> SUPPLIED INFORMATION:

PR #605, opened 2026-09-03
feat(install-hooks): wire Codex's SessionEnd hook (Codex CLI 0.145.0)

holocaster:
## What changed

`install-hooks --agent codex` (and `setup-agent --agent codex`) now wires
Codex's `SessionEnd` lifecycle hook in addition to the six events it wired
before. A finished Codex session now gets the same automatic end-of-session
summary and cross-agent handoff that Claude Code already gets, instead of
needing a manual `ai-memory finalize-session --agent codex`.

- `CODEX_EVENTS` gains `("SessionEnd", "session-end.sh")`. The
  `hooks/codex/session-end.{sh,ps1}` scripts already shipped in the bundle
  and already POST `event=session-end&agent=codex`; they were just never
  listed in the profile. The `.ps1` is picked up automatically by the
  Windows extension-swap in `script_for_platform`.
- `merge_codex_payload` no longer unconditionally strips a `SessionEnd`
  key on every apply. It relied on that removal because the event was
  considered Claude-Code-only; now it goes through `overlay_event_hooks`
  like every other event, so a user's own third-party `SessionEnd` hook is
  preserved and ai-memory's entry is added alongside it.
- No on-disk / schema / default-behaviour change beyond the extra hook
  entry. Re-running the installer adds one `SessionEnd` entry; Codex
  prompts once to trust it.

## Why

Closes #604.

Codex had no `SessionEnd` hook when the Codex integration was written, so
the code, tests, and `docs/support-matrix.md` all encoded "Codex has no
true session-end; use `finalize-session`". Codex shipped a first-class
`SessionEnd` event in **Codex CLI 0.145.0** (openai/codex#33895, "Add
SessionEnd hooks for thread teardown"; originally requested in
openai/codex#20374). `rust-v0.145.0` is the first release tag that contains
the commit; `rust-v0.144.0` does not.

## Test plan

- [x] `cargo fmt --all -- --check` passes
- [ ] `cargo clippy --workspace --all-targets -- -D warnings` passes
- [ ] `cargo test --workspace` passes
- [x] Manual: inspected the generated `~/.codex/hooks.json` from
      `install-hooks --agent codex` — `SessionEnd` present with the same
      nested `{matcher, hooks:[{type:command, command}]}` shape as the
      other events; `session-end.ps1` staged alongside `session-end.sh`.

## Commit attribution

- [x] I verified the name and email on every commit in this PR.

## Release impact

- [x] **Minor** — additive: wires an existing-but-unlisted lifecycle event
[...]

PR #622, opened 2026-09-04
feat(opencode2): add first-party OpenCode 2.0 beta support

enrell:
## What changed

First-party OpenCode 2.0 beta (`opencode2`, side-by-side with v1) support, following the Kiro v2/v3 precedent (new CLI/harness variants reusing the existing `AgentKind::OpenCode` — no new kind, no store migration):

- `install-mcp --client opencode2`: V2 `mcp.servers` remote entry (no `enabled` field, `oauth: false` so the beta skips OAuth discovery against the local endpoint). Same `opencode.json(c)` file as v1 — the beta explicitly supports mixed V1/V2 members under `mcp`.
- `install-hooks --agent opencode2`: generates `ai-memory-opencode2.ts` in the beta `{ id, setup }` plugin shape with `ctx.session.hook("prompt"|"context")`, `ctx.tool.hook("execute.before"|"execute.after")`, and `ctx.event.subscribe` lifecycle coverage (`session.created/idle/deleted`, plus `session.compaction.started`). Handoff injection moved from v1's removed `experimental.chat.system.transform` to the `context` hook (once-per-session guard; `{ type: "text", text }` items per the runtime schema). Hook registrations are disposed on unload. The capture prelude (queue + spooling, marker resolution, capture policy) is shared verbatim with v1 via anchored rewrite.
- `ai-memory run opencode2`: launches through the `opencode2` binary (`--session` placement, `--auto` yolo, beta utility-subcommand list, all verified on beta-18999) against the shared `opencode.db`.
- New read-only transcript adapter for the beta tables (`session_v2` / `session_message`): user text, assistant text, completed tool calls/results; encrypted reasoning becomes a named loss.
- `setup-agent`, `uninstall` (per-file ownership markers + nested `mcp.servers` removal), `scripts/install-hooks.sh`, and the managed-workstream acceptance script gain `opencode2` cases.
- Docs (`install`, `support-matrix`, `managed-workstreams`, `mcp-install`, `usage`, `use-cases`, `windows`, `managed-harness-contributions`, `AGENTS.md`, README) and a `CHANGELOG.md` `[Unreleased]` `Added` entry.

## Why

The beta installs side by side as `opencode2` with an incompatible MCP schema, plugin API, and session-store schema. Without this, ai-memory captures nothing on 2.0.

## What this is not

- Not a new agent kind: v1/v2 sessions share attribution deliberately, and bare `ai-memory run` auto-selection stays on v1 (listing both would duplicate every candidate).
- Not a claim of full managed-delta acknowledgement: the beta's shared background service cannot see a managed run's environment, so the ledger-delta ack (`context_delivered`) does not fire for opencode2 legs. Failure mode is redelivery, never loss; cross-harness continuity into opencode2 arrives through the ordinary handoff loop. Documented in `managed-workstreams.md`.
- The two plugin files share one auto-loaded dir; a host may warn about its sibling's file. Benign; `uninstall` keys each file to its own markers.

## How to verify

- `cargo fmt --all -- --check` and `git diff --check` clean.
- `cargo test -p ai-memory-core -p ai-memory-cli -p ai-memory-workstream`: all green (incl. 10 new opencode2 tests: wire aliases, MCP shape/upsert, plugin binding + drift-failure path, harness contract, v2 transcript fixtures, CLI alias parsing).
- Rendered plugin passes `tsc --noEmit` against `@opencode-ai/plugin@beta`; `install-mcp --apply` is idempotent with v1+v2 coexisting; `uninstall` dry-run detects both.
- Live against beta-18999: hook capture persisted (`open-code` session + observations), handoff loop proven end-to-end (fresh session output a sentinel present nowhere in its own prompt), `finalize-session --agent opencode2` works.
- `scripts/managed-workstream-acceptance.sh` with `AI_MEMORY_ACCEPTANCE_HARNESSES="opencode opencode2"`: **passed**, returned to the same native session (proves managed launch/capture/export/cross-binary resume).
- `scripts/check-changelog-sections.sh`, `check-changelog-frozen.sh`, `check-native-packaging.sh`: pass. No dependency changes (`cargo deny`/`audit` unaffected). No secrets added (gitleaks-relevant literals: none).

## Notes for reviewers

- **Full-workspace clippy**: green in every touched file; the only failures are pre-existing new-toolchain lints (`result_large_err`, `chunks_exact_to_as_chunks`) in untouched `ai-memory-web` / `ai-memory-consolidate` — this environment forces Rust 1.98 over the pinned 1.95 (CI uses stable, and `main` is green there). Separately verified `cargo check --workspace --all-targets` passes on a locally installed 1.95 toolchain.
- **Two beta caveats are documented in `install.md`**: back up `~/.local/share/opencode` first (the beta has migrated the shared database in place before — upstream #42260), and move the beta background service off port 49374 when ai-memory serves there (both default to it; the service crash-loops otherwise — observed live).
- **Acceptance script change**: pins the fixture opencode2 service at a free port for the same collision reason.
- Commit attribution: please confirm `enrell <enrellsa10@proton.me>` maps to the author's GitHub identity.

## Release impact

- [x] **Minor** — new agent-harness surface (`opencode2` client/agent/run targets), additive only
- [x] I added a `CHANGELOG.md` `[Unreleased]` entry (reference number to fill on open)


akitaonrails:
Reconciled onto `release/2.1` as merge `30ef4812` (your commits preserved), queued for 2.1.0. It targeted `main`, but new-harness support is a minor feature, so it lands on the 2.1 train per our semver policy.

The static review was clean — additive throughout: new CLI enum arms, wire aliases folded into the existing `AgentKind::OpenCode` (no new variant, no store migration), a read-only, fully-parameterized SQLite transcript adapter for the beta's `session_v2`/`session_message` tables, and an `ai-memory-opencode2.ts` plugin derived from v1 with a loud anchor-drift guard. No dependency/workflow/binary changes; loopback-only URLs; argv-only harness launch.

One reconcile adjustment: I sequenced this after #625 (generated-TS auth fix, merged to main in this batch), so the opencode2 plugin inherits its runtime `resolveToken()` — the plugin test assertion moved from `Bearer ${TOKEN}` to `Bearer ${token}` accordingly. CHANGELOG, mcp-install, and support-matrix rows reconciled with the Codex-SessionEnd (#605) and capture-assistant (#627) wording already on the branch.

Gate on the merged tree: fmt + clippy `-D warnings` clean; full workspace tests green. Residual I couldn't verify locally: your live beta-18999 claims (hook capture, handoff loop, managed resume/import) are trusted from your report, not independently reproduced. Nicely-built feature — the v1-template-rewrite-with-drift-guard approach kept it clean. Closing as resolved-and-ready-to-release on the 2.1 branch.

enrell:
Live verification of the merged feature (follow-up to the residual noted in the reconcile comment — the beta claims that were trusted but not independently reproduced).

Tested on this machine with the merged tree, `release/2.1` @ `bcdfd44e` (includes the #625 sequencing fix), against `opencode2` v0.0.0-beta-19059, launched via `ai-memory-2.1 run opencode2`:

- **Managed launch** — the harness arm is recognized end-to-end (`run --help` lists `opencode2: OpenCode 2.0 beta`, side-by-side with v1).
- **Plugin** — `ai-memory-opencode2.ts` loaded by the beta with the runtime `resolveToken()` → `Bearer ${token}` auth path (the #625-inheriting form); no anchor-drift warnings.
- **Hook capture** — observations incremented live during the session (1,644 → 1,646 mid-conversation), so the sanitizer → spool → writer-actor chain is recording real beta prompts/tool events.
- **MCP read round-trip** — `memory_status`, `memory_briefing`, `memory_query` all answered from inside the beta session; FTS5 search returned the expected hit with `<mark>` highlighting.
- **MCP write round-trip** — `memory_write_page` → `memory_read_page` → `memory_delete_page` all green (page persisted with derived title + frontmatter, then removed cleanly). Atomic write + same-transaction index commit confirmed by the returned checkpoints.
- **Default model config** — v1 and v2 share `~/.config/opencode/opencode.json`; `opencode2 debug config` parses the shared default model correctly.

All gates re-verified on the installed build: service healthy, `fmt`/`clippy`/workspace tests green at the merge. The only cosmetic note: the binary still reports `2.0.2` — expected, since the version bump lands with the 2.1 release tag.

Thanks for the clean reconcile — the v1-template-with-drift-guard approach held up exactly as designed under a live beta.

> ASSIGNMENT:
Where the material contains a line with "default", return that line.

> OUTPUT:
- No on-disk / schema / default-behaviour change beyond the extra hook
- **Two beta caveats are documented in `install.md`**: back up `~/.local/share/opencode` first (the beta has migrated the shared database in place before — upstream #42260), and move the beta background service off port 49374 when ai-memory serves there (both default to it; the service crash-loops otherwise — observed live).
- **Default model config** — v1 and v2 share `~/.config/opencode/opencode.json`; `opencode2 debug config` parses the shared default model correctly.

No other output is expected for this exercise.